Directions: Copy verbatim the block of lines in the entries below whose first line contains "it into the entry's" and whose last line contains "Fellow contributor here". Leave out all other lines.

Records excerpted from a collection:
○ ○ ○ ○ ○

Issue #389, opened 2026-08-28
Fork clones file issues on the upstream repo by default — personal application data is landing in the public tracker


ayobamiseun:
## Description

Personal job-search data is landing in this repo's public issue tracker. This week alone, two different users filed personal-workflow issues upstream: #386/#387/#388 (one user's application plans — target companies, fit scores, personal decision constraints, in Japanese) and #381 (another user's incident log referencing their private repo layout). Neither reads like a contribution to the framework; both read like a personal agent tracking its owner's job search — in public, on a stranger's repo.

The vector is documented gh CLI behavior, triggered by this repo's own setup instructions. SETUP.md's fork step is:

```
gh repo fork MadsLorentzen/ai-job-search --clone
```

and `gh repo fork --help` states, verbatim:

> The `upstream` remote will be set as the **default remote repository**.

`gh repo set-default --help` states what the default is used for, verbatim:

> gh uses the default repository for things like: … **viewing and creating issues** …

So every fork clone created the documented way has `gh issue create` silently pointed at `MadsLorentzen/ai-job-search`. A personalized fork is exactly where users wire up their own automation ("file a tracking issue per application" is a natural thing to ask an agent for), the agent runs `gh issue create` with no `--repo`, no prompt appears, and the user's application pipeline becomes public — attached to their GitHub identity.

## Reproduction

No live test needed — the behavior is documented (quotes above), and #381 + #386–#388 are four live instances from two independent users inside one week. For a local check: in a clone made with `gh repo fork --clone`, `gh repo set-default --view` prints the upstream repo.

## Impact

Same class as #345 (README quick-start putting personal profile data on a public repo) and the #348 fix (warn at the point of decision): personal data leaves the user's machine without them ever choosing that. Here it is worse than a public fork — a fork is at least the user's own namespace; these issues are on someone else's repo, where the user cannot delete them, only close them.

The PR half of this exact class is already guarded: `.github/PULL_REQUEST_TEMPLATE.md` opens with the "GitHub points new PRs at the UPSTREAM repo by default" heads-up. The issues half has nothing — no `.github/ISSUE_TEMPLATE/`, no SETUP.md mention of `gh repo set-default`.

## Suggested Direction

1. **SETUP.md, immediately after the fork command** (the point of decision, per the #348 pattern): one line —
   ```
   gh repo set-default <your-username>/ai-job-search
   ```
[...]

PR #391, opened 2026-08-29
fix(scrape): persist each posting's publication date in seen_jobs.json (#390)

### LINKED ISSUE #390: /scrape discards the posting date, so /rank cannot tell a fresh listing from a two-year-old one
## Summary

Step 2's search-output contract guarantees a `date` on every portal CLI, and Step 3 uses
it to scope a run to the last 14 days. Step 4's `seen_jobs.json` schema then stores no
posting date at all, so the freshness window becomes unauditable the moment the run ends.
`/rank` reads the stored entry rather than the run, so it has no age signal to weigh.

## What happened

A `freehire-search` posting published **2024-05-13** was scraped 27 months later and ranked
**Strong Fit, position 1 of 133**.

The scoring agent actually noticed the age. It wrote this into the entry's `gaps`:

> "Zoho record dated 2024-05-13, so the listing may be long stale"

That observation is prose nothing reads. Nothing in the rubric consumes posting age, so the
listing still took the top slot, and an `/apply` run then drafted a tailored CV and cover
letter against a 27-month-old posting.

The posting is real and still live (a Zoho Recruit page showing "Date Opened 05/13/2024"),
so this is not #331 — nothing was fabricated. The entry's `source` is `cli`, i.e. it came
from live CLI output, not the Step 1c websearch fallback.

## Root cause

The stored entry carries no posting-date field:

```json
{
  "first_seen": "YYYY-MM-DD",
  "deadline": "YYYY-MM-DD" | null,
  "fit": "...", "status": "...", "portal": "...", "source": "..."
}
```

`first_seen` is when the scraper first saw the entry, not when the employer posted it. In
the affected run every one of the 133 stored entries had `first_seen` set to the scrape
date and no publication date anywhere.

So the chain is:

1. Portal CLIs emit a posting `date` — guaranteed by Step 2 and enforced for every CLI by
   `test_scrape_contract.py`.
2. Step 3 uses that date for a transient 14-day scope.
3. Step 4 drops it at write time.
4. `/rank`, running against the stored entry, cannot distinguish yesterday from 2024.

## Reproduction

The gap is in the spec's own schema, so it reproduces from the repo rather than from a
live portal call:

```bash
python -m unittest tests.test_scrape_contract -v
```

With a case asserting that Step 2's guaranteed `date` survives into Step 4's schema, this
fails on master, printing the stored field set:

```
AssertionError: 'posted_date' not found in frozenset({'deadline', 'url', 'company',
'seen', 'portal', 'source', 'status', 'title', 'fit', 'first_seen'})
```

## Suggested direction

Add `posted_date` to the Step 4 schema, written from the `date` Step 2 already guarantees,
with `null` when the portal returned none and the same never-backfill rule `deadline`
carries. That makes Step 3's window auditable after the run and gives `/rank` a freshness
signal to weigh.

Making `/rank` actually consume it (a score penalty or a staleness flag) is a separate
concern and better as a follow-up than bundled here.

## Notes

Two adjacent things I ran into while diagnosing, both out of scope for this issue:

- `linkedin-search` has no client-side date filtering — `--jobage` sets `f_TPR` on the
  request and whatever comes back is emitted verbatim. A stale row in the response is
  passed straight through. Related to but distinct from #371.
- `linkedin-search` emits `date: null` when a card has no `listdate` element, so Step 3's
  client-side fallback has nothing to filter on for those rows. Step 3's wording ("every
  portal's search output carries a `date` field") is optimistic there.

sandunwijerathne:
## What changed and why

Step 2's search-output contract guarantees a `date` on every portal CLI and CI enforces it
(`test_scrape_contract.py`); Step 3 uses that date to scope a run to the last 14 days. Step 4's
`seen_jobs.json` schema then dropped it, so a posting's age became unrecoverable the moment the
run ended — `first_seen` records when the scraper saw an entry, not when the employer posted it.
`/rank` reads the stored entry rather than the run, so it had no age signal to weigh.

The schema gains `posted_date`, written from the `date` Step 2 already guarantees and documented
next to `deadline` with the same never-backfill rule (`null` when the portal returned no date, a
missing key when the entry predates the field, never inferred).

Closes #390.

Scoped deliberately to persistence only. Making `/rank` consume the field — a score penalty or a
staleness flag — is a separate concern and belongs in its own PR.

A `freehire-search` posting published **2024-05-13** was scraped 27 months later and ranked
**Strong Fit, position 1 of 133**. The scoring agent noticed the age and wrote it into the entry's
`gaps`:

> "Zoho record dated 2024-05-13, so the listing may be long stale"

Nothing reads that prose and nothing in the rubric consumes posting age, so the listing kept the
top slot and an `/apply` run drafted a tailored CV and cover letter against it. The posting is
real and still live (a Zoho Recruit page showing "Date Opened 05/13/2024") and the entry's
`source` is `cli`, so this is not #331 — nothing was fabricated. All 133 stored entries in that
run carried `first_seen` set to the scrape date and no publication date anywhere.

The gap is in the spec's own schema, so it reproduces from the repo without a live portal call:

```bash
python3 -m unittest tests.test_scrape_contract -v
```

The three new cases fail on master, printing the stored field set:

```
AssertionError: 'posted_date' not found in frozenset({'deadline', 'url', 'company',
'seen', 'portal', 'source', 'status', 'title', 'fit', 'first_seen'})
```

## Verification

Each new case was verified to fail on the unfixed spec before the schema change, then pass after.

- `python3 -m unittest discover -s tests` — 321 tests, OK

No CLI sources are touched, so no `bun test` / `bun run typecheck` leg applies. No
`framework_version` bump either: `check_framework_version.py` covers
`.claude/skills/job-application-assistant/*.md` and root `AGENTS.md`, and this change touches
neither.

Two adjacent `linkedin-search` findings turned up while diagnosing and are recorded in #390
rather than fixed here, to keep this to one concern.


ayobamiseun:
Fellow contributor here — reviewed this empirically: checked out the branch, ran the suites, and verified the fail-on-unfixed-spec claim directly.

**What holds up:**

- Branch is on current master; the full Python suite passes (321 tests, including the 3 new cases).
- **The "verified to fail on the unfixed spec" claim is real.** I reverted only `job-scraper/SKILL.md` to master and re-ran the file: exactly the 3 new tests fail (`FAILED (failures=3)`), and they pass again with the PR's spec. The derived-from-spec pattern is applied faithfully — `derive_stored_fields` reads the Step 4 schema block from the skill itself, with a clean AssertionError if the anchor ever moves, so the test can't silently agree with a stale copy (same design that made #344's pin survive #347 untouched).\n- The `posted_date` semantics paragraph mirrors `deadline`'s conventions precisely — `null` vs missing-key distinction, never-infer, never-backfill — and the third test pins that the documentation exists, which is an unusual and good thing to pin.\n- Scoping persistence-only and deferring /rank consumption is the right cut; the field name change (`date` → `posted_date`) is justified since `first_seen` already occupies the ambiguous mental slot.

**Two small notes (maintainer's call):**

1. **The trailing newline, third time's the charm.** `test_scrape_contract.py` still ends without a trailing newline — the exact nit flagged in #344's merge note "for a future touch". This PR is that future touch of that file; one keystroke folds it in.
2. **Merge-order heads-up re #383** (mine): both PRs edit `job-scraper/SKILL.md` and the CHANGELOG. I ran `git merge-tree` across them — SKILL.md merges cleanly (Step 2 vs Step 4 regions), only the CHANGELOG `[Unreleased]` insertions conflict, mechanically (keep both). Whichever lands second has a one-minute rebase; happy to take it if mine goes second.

○ ○ ○ ○ ○

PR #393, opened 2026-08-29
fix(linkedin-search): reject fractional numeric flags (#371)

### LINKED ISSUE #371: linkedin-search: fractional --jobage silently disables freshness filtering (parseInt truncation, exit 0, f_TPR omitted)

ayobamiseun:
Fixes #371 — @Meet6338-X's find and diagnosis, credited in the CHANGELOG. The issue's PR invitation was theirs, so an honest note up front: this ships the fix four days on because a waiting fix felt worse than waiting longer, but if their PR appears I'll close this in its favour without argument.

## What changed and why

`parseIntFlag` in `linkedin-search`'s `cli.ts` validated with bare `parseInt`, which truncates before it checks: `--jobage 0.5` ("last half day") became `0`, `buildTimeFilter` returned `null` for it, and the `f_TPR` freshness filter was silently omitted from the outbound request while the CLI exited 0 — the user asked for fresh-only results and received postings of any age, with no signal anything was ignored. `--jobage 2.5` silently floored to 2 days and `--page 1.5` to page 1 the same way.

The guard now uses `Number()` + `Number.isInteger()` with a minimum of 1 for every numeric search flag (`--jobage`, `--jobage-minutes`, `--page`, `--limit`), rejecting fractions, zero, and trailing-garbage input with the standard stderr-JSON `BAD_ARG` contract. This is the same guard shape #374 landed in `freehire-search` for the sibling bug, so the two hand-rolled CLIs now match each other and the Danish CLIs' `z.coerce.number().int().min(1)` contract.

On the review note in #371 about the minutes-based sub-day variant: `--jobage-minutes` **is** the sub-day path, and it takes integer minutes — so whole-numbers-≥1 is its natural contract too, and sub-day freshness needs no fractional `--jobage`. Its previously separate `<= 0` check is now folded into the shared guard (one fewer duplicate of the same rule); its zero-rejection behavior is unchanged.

○ ○ ○ ○ ○

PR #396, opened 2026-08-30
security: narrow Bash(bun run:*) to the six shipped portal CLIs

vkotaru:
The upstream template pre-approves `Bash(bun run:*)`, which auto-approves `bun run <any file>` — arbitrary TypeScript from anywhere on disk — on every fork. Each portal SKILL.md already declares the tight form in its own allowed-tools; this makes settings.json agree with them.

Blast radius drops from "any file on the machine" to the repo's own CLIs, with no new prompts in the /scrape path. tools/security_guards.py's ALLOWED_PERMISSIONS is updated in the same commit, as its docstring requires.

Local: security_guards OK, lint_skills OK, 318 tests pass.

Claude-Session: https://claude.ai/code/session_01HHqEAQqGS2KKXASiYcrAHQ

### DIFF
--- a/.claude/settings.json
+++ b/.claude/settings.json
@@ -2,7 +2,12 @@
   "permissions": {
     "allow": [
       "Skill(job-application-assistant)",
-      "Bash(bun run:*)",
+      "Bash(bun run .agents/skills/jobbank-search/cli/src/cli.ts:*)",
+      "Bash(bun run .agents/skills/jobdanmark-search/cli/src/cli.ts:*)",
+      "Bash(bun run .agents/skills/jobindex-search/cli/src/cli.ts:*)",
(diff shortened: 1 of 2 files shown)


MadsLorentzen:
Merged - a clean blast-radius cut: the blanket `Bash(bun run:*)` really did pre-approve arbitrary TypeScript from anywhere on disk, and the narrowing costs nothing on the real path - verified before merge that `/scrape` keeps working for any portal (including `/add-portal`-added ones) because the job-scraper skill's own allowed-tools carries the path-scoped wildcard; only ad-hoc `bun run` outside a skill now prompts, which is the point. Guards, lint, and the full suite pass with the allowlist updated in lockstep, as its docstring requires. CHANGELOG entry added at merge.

○ ○ ○ ○ ○

Finished exercise:
**Strong Fit, position 1 of 133**. The scoring agent noticed the age and wrote it into the entry's
`gaps`:

> "Zoho record dated 2024-05-13, so the listing may be long stale"

Nothing reads that prose and nothing in the rubric consumes posting age, so the listing kept the
top slot and an `/apply` run drafted a tailored CV and cover letter against it. The posting is
real and still live (a Zoho Recruit page showing "Date Opened 05/13/2024") and the entry's
`source` is `cli`, so this is not #331 — nothing was fabricated. All 133 stored entries in that
run carried `first_seen` set to the scrape date and no publication date anywhere.

The gap is in the spec's own schema, so it reproduces from the repo without a live portal call:

```bash
python3 -m unittest tests.test_scrape_contract -v
```

The three new cases fail on master, printing the stored field set:

```
AssertionError: 'posted_date' not found in frozenset({'deadline', 'url', 'company',
'seen', 'portal', 'source', 'status', 'title', 'fit', 'first_seen'})
```

## Verification

Each new case was verified to fail on the unfixed spec before the schema change, then pass after.

- `python3 -m unittest discover -s tests` — 321 tests, OK

No CLI sources are touched, so no `bun test` / `bun run typecheck` leg applies. No
`framework_version` bump either: `check_framework_version.py` covers
`.claude/skills/job-application-assistant/*.md` and root `AGENTS.md`, and this change touches
neither.

Two adjacent `linkedin-search` findings turned up while diagnosing and are recorded in #390
rather than fixed here, to keep this to one concern.


ayobamiseun:
Fellow contributor here — reviewed this empirically: checked out the branch, ran the suites, and verified the fail-on-unfixed-spec claim directly.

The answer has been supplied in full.